本研究は、神戸市中央区のポートアイランドにあるスーパーコンピュータ「富岳」(注3)と隣接して計算科学の研究教育を実施している、兵庫県立大学大学院情報科学研究科の鷲津研究室に上記研究者が集まり、計算科学と先端実験の融合を目指して実施されました。まず、加藤教授らが開発した、極めて均一かつ 1 ナノメートル(10 億分の 1 メートル)以下でサイズの揃った穴を持つイオン液晶(注4)の自己組織化膜について、全原子レベルで表現できる新しい分子モデル(注5)を開発しました。特に今回の分子モデリングには、各原子が持つ電荷量を、国内各拠点のスーパーコンピュータ群を用いた高精度な量子化学計算(注6)で決定する、最新の計算科学的手法を採用しました。

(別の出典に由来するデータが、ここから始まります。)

PR #31940, opened 2026-01-16
Add libcuobjclient

adibbley:
Checklist

- [x] Build number is 0.


recipes/libcuobjclient/build.sh
```diff
@@ -0,0 +1,42 @@
+#!/bin/bash
+
+# Install to conda style directories
+[[ -d lib64 ]] && mv lib64 lib
+mkdir -p ${PREFIX}/lib
+mkdir -p ${PREFIX}/lib/pkgconfig
+[[ -d pkg-config ]] && mv pkg-config/* ${PREFIX}/lib/pkgconfig/
+[[ -d "$PREFIX/lib/pkgconfig" ]] && sed -E -i "s|cudaroot=.+|cudaroot=$PREFIX|g" $PREFIX/lib/pkgconfig/cuobjclient*.pc
```
billysuh7, line 8: I wonder if we need to package PC files. E.g. NVPL team provided PC files and said they need not be packaged for conda format because conda works in their own env where $PREFIX is set and thus can find all libs relative to this, without the need for PC files.

recipes/libcuobjclient/meta.yaml
```diff
@@ -0,0 +1,133 @@
...
+        - arm-variant * {{ arm_variant_type }}  # [aarch64]
+        - {{ stdlib("c") }}
+      host:
+        - cuda-version {{ cuda_version }}
+        - libcufile
+      run:
+        - {{ pin_compatible("cuda-version", max_pin="x.x") }}
+        - {{ pin_compatible("libcufile", max_pin="x.x") }}
+      run_constrained:
+        - arm-variant * {{ arm_variant_type }}  # [aarch64]
```
billysuh7: Since `arm-variant` is specified in the `build:` section, the `arm-variant` here should no longer be needed because it has `strong` `run_exports` from https://github.com/conda-forge/arm-variant-feedstock/blob/main/recipe/meta.yaml#L13

recipes/libcuobjclient/meta.yaml
```diff
@@ -0,0 +1,133 @@
...
+        - {{ compiler("cxx") }}
+        - arm-variant * {{ arm_variant_type }}  # [aarch64]
+        - {{ stdlib("c") }}
+      host:
+        - cuda-version {{ cuda_version }}
+      run:
+        - {{ pin_compatible("cuda-version", max_pin="x.x") }}
+        - {{ pin_subpackage("libcuobjclient", exact=True) }}
+      run_constrained:
+        - arm-variant * {{ arm_variant_type }}  # [aarch64]
```
billysuh7: Same here

recipes/libcuobjclient/meta.yaml
```diff
@@ -0,0 +1,133 @@
...
+  sha256: bd88f9e3ce8499d94faf444c176fd6d9f461337952a7e9b0ccceba0b77fd4a3e  # [aarch64]
+
+build:
+  number: 0
+  skip: true  # [not (linux64 or aarch64)]
+
+requirements:
+  build:
+    - cf-nvidia-tools 1.*  # [linux]
+    - patchelf <0.18.0     # [linux]
```
billysuh7, line 28: I'm not sure if still need to constrain the `patchelf` version here?

recipes/libcuobjclient/meta.yaml
```diff
@@ -0,0 +1,133 @@
+{% set name = "libcuobjclient" %}
+{% set version = "1.0.0.26" %}
+{% set lib_version = version.split(".")[:-1] | join(".") %}
+{% set cuda_version = "13.1" %}
```
billysuh7, line 4: We are doing this for upcoming 13.2, correct ?

recipes/libcuobjclient/meta.yaml
```diff
@@ -0,0 +1,133 @@
...
+    - patchelf <0.18.0     # [linux]
+
+outputs:
+  - name: libcuobjclient
+    build:
+      binary_relocation: false
+      missing_dso_whitelist:
+        - "*libmlx5*"
+        - "*librdmacm*"
+        - "*libnuma*"
```
billysuh7: `libnuma` package is found in `conda-forge` and `defaults` channel now so we should be able to use the conda version here instead of white-listing and relegating to system-installed one?

recipes/libcuobjclient/build.sh
adibbley: CTK components still include them so I think we should have them here for consistency. For non-CTK components it is much less likely for us to add pc files in general.

recipes/libcuobjclient/meta.yaml
adibbley: The client libraries can be added for 13.1.1. cuObject server shipped with a reduced support matrix, but we should be able to add those conda packages in a future release.

recipes/libcuobjclient/meta.yaml
adibbley: Thanks, dropped these.

recipes/libcuobjclient/meta.yaml
adibbley: It does seem to be pinned in general now, getting `0.17.2-h58526e2_0` without the constraint so went ahead and dropped it here.

recipes/libcuobjclient/meta.yaml
adibbley: Added, thanks!

recipes/libcuobjclient/meta.yaml
```diff
@@ -0,0 +1,130 @@
...
+  description: |
+    cuObject (GPUDirect Storage for Objects) is a high performance suite of libraries 
+    designed to enable direct data transfers between GPU memory or system memory and S3 
+    compatible object storage using RDMA
+  doc_url: https://docs.nvidia.com/gpudirect-storage/cuobject/index.html
+
+extra:
+  recipe-maintainers:
+    - conda-forge/cuda
+  feedstock-name: libcuobjclient
```
jakirkham: Would swap the order here

```suggestion
extra:
  feedstock-name: libcuobjclient
  recipe-maintainers:
    - conda-forge/cuda
```

recipes/libcuobjclient/meta.yaml
```diff
@@ -0,0 +1,130 @@
...
+  url: https://developer.download.nvidia.com/compute/cuda/redist/{{ name }}/{{ platform }}/{{ name }}-{{ platform }}-{{ version }}-archive.{{ extension }}
+  sha256: aba19ffc2425b9981020d182f27093a52d150274482645621eefa029f276ef7c  # [linux64]
+  sha256: bd88f9e3ce8499d94faf444c176fd6d9f461337952a7e9b0ccceba0b77fd4a3e  # [aarch64]
+
+build:
+  number: 0
+  skip: true  # [not (linux64 or aarch64)]
+
+requirements:
+  build:
```
jakirkham:
```suggestion
  build:
    - {{ stdlib("c") }}
```

recipes/libcuobjclient/meta.yaml
```diff
@@ -0,0 +1,130 @@
...
+    - cf-nvidia-tools 1.*  # [linux]
+    - patchelf             # [linux]
```
jakirkham: The GLIBC version is used by `cf-nvidia-tools`. So we need to make sure `{{ stdlib("c") }}` is added here so GLIBC is defined

Also we want to add a version guard to ensure `patchelf` does not run into this bug: https://github.com/NixOS/patchelf/issues/492

```suggestion
  build:
    - {{ stdlib("c") }}
    - cf-nvidia-tools 1.*  # [linux]
    - patchelf <0.18.0     # [linux]
```

recipes/libcuobjclient/meta.yaml
```diff
@@ -0,0 +1,130 @@
...
+        - "*librdmacm*"
+        - "*libibverbs*"
+    files:
+      - lib/libcuobjclient*.so.*
+      - targets/{{ target_name }}/lib/libcuobjclient*.so.*
+    requirements:
+      build:
+        - {{ compiler("c") }}
+        - {{ compiler("cxx") }}
+        - arm-variant * {{ arm_variant_type }}  # [aarch64]
```
carterbox: arm-variant is no longer relevant/needed after CTK 13.0.

```suggestion
```

recipes/libcuobjclient/meta.yaml
```diff
@@ -0,0 +1,130 @@
...
+    files:
+      - lib/libcuobjclient*.so
+      - lib/pkgconfig
+      - targets/{{ target_name }}/include
+      - targets/{{ target_name }}/lib/libcuobjclient*.so
+    requirements:
+      build:
+        - {{ compiler("c") }}
+        - {{ compiler("cxx") }}
+        - arm-variant * {{ arm_variant_type }}  # [aarch64]
```
carterbox:
```suggestion
```

billysuh7 (approved):
LGTM but I'd leave @jakirkham to take a look at the CI errors

recipes/libcuobjclient/meta.yaml
```diff
@@ -0,0 +1,128 @@
...
+      license_url: https://docs.nvidia.com/cuda/eula/index.html
+      summary: Library for NVIDIA GPUDirect Storage for Objects
+      description: |
+        cuObject (GPUDirect Storage for Objects) is a high performance suite of libraries 
+        designed to enable direct data transfers between GPU memory or system memory and S3 
+        compatible object storage using RDMA
+      doc_url: https://docs.nvidia.com/gpudirect-storage/cuobject/index.html
+
+  - name: libcuobjclient-dev
+    build:
```
jakirkham, line 78:
```suggestion
    build:
      binary_relocation: false
```

recipes/libcuobjclient/meta.yaml
```diff
@@ -0,0 +1,128 @@
...
+        - "*libmlx5*"
+        - "*librdmacm*"
+        - "*libibverbs*"
+    files:
+      - lib/libcuobjclient*.so.*
+      - targets/{{ target_name }}/lib/libcuobjclient*.so.*
+    requirements:
+      build:
+        - {{ compiler("c") }}
+        - {{ compiler("cxx") }}
```
jakirkham, line 44:
```suggestion
        - {{ compiler("cxx") }}
        - arm-variant * {{ arm_variant_type }}  # [aarch64]
```

adibbley: This was dropped [here](https://github.com/conda-forge/staged-recipes/pull/31940#discussion_r2710090634), sounds like it shouldn't be necessary as this component is only for 13.1.1+

adibbley:
> Also would add a `conda-forge.yml` file in the recipe with the following content as we know the overlinking check is broken for CUDA `redist`s
> 
> ```yaml
> conda_build:
>   error_overlinking: false
> ```

Are we able to add that in staged-recipes? I thought we would just need to follow up with this in the resulting feedstock.

jakirkham:
> Are we able to add that in staged-recipes? I thought we would just need to follow up with this in the resulting feedstock.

本研究では、この分子モデルを再びスーパーコンピュータにフィードバックすることで、100 ナノ秒(1,000万分の 1 秒)という、分子動力学シミュレーション(注7)としては非常に長い計算を実行し、イオン液晶分子が織りなす自己組織化水処理膜構造のうち、双連続構造・カラムナー構造の2種類(図参照)、電荷を帯びた官能基の集合体によるナノチャネルの出現、さらには、そのサイズおよびイオン伝導率を、どれも高い確度で再現することに成功しました。さらに、自己組織化構造の中に水が入り込むと、水分子はナノチャネルの中で安定化し、水の濃度に応じて水素結合ネットワークの形成によって、さらに水分子が入り込みやすくなること、またナノチャネルの方向に沿って水分子の動きが活発化することを見出しました。これらの結果は、ナノチャネルの中での「水和殻」の形成が、液晶膜の分子輸送能を支配していることを意味しており、イオンの選択的透過機能の発現にも関与していると期待されます。

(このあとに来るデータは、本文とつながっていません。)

PR #31949, opened 2026-01-18
Adding protozero v1.8.1

travishathaway:
Checklist

- [x] Build number is 0.

### DIFF
--- a/recipes/protozero/build.bat
+++ b/recipes/protozero/build.bat
@@ -10,8 +10,6 @@ if errorlevel 1 exit /b 1
 cmake %CMAKE_ARGS% ^
     -GNinja ^
     -DWERROR=OFF ^
-    -DCMAKE_PREFIX_PATH=%PREFIX% ^
-    -DCMAKE_INSTALL_PREFIX=%LIBRARY_PREFIX% ^
     %SRC_DIR%
 if errorlevel 1 exit /b 1
 
@@ -19,4 +17,7 @@ ninja
 if errorlevel 1 exit /b 1
 
 ninja install
+if errorlevel 1 exit /b 1
+
+ninja test
 if errorlevel 1 exit /b 1
--- a/recipes/protozero/build.sh
+++ b/recipes/protozero/build.sh
@@ -9,9 +9,8 @@ extra_cmake_args=(
 mkdir build && cd build
 
 cmake ${CMAKE_ARGS} "${extra_cmake_args[@]}" \
-    -DCMAKE_PREFIX_PATH=$PREFIX \
-    -DCMAKE_INSTALL_PREFIX=$PREFIX \
     $SRC_DIR
 
 ninja
 ninja install
+ninja test
--- a/recipes/protozero/recipe.yaml
+++ b/recipes/protozero/recipe.yaml
@@ -21,11 +21,10 @@ requirements:
 
 tests:
   - package_contents:
-      files:
-        exists:
-        - ${{ "Library/" if win }}include/protozero/pbf_builder.hpp
-        - ${{ "Library/" if win }}include/protozero/config.hpp
-        - ${{ "Library/" if win }}include/protozero/version.hpp
+      include:
+        - protozero/pbf_builder.hpp
+        - protozero/config.hpp
+        - protozero/version.hpp
 
 about:
   homepage: https://github.com/mapbox/protozero


travishathaway:
@OliverSchmitz and @kordejong,

I justed wanted to put this PR on your radar because you are the maintainers of https://github.com/conda-forge/osmium-tool-feedstock. Once I get this merged, I would be happy to open a PR in your feedstock so that it uses this package instead.

travishathaway:
@conda-forge/staged-recipes and @conda-forge/help-c-cpp, ready for review.

traversaro:
Thanks for the contribution! 

A few reference for this package:
* repology: https://repology.org/project/protozero/versions
* homebrew recipe: https://github.com/Homebrew/homebrew-core/blob/f1c3f5afd9f7295bb2b770fd41345286729cd7c3/Formula/p/protozero.rb
* vcpkg recipe: https://github.com/microsoft/vcpkg/blob/f14401ca0f2754347c3864da7488a9b955b4e47a/ports/protozero/portfile.cmake
* Alpine Linux recipe: https://gitlab.alpinelinux.org/alpine/aports/-/blob/8eb605743cff97343a23111244cd5feb22f2245b/community/protozero/APKBUILD

So it seems quite a classical CMake recipe with no deps.

recipes/protozero/build.bat
```diff
@@ -0,0 +1,22 @@
...
+if errorlevel 1 exit /b 1
+
+cd build
+if errorlevel 1 exit /b 1
+
+cmake %CMAKE_ARGS% ^
+    -GNinja ^
+    -DWERROR=OFF ^
+    -DCMAKE_PREFIX_PATH=%PREFIX% ^
+    -DCMAKE_INSTALL_PREFIX=%LIBRARY_PREFIX% ^
```
traversaro: This should be already part of `%CMAKE_ARGS%`, is there any reason for adding them explicitly?

traversaro: Also, `CMAKE_PREFIX_PATH` should point to `%LIBRARY_PREFIX%` (unless I am missing something).

recipes/protozero/build.sh
```diff
@@ -0,0 +1,17 @@
...
+extra_cmake_args=(
+    -GNinja
+    -DWERROR=OFF
+)
+
+mkdir build && cd build
+
+cmake ${CMAKE_ARGS} "${extra_cmake_args[@]}" \
+    -DCMAKE_PREFIX_PATH=$PREFIX \
+    -DCMAKE_INSTALL_PREFIX=$PREFIX \
```
traversaro: These should be already part of $CMAKE_ARGS, is there any reason for adding them explicitly?

recipes/protozero/recipe.yaml
```diff
@@ -0,0 +1,42 @@
...
+    - cmake
+    - ninja
+
+tests:
+  - package_contents:
+      files:
+        exists:
+        - ${{ "Library/" if win }}include/protozero/pbf_builder.hpp
+        - ${{ "Library/" if win }}include/protozero/config.hpp
+        - ${{ "Library/" if win }}include/protozero/version.hpp
```
traversaro: Nice to ahve, to avoid the `${{ "Library/" if win }}` you can probably use the `include` key (see https://rattler-build.prefix.dev/latest/reference/recipe_file/#check-for-package-contents):

```suggestion
  - package_contents:
      include:
        - protozero/pbf_builder.hpp
        - protozero/config.hpp
        - protozero/version.hpp
```

recipes/protozero/build.sh
```diff
@@ -0,0 +1,17 @@
...
+    $SRC_DIR
+
+ninja
+ninja install
```
traversaro, line 15: The library is header-only, the only thing that is compiled are tests. Given that we are compiling them, does it make sense to run them by adding:


```suggestion
ninja install
ninja test
```

travishathaway:
Hi @traversaro,

Thanks for the review and helpful comments, especially links to reference implementations. I'm still fairly new to the C++ packaging world, so if anything doesn't quite make sense, that's why.

I'll take some time to integrate your feedback and will ping you again when I am ready for another review.

travishathaway:
@traversaro,

This is ready for another review.

traversaro:
> @traversaro,
> 
> This is ready for another review.

Great work! Not blocking for me (other reviewers may have other opinions) but one option to cleanup further the recipe is to switch to just build two `noarch: generic`, one for unix and one for Windows, see https://conda-forge.org/docs/maintainer/knowledge_base/#noarch-packages-with-os-specific-dependencies .

travishathaway:
@conda-forge/help-c-cpp,

I just wanted to ping you all once more on this recipe. I believe everything should be in order 🙏. Thanks in advance!

traversaro:
Thanks a lot for the contribution! I think we can merge as there are many non-noarch header-only libraries in conda-forge, and any further improvement can be done post-PR.

danielnachun:
We should open a discussion on Zulip on how better to handle these header-only libraries.  There is a plan to merge `%LIBRARY_PREFIX%` with `%PREFIX%` on Windows which is one source of friction at the moment.  The other issue is that you often need a C/C++/Fortran compiler to run the tests, but adding those compilers then adds a bunch of native run exports that aren't actually needed.  I think I actually managed at one point to persuade a v1 recipe header-only recipe to be properly `noarch: generic` as a test, but it was a pain.  I feel like we may need some more standardized format in v1 recipes to handle this as it's a somewhat common type of package and it shouldn't be such a pain to make it `noarch: generic`.

travishathaway:
FYI: [#general > Support C++ Header only libraries as &#96;noarch: generic&#96;](https://conda-forge.zulipchat.com/#narrow/channel/457337-general/topic/Support.20C.2B.2B.20Header.20only.20libraries.20as.20.60noarch.3A.20generic.60/with/574034349)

本研究成果は、イオン液晶に対する新しい分子モデル群を構築したことで、自己組織化液晶膜のナノチャネルの中に存在する水の学理解明に成功したものです。また、本研究で構築した計算科学的手法は、スーパーコンピュータ「富岳」による超大規模計算へと応用するためのものに位置付けられます。そのため本研究は、水処理膜や生体膜だけでなく、生体親和性や接着など、水と材料の界面で発現する様々な水の役割を可視化する第一歩となることが期待されます。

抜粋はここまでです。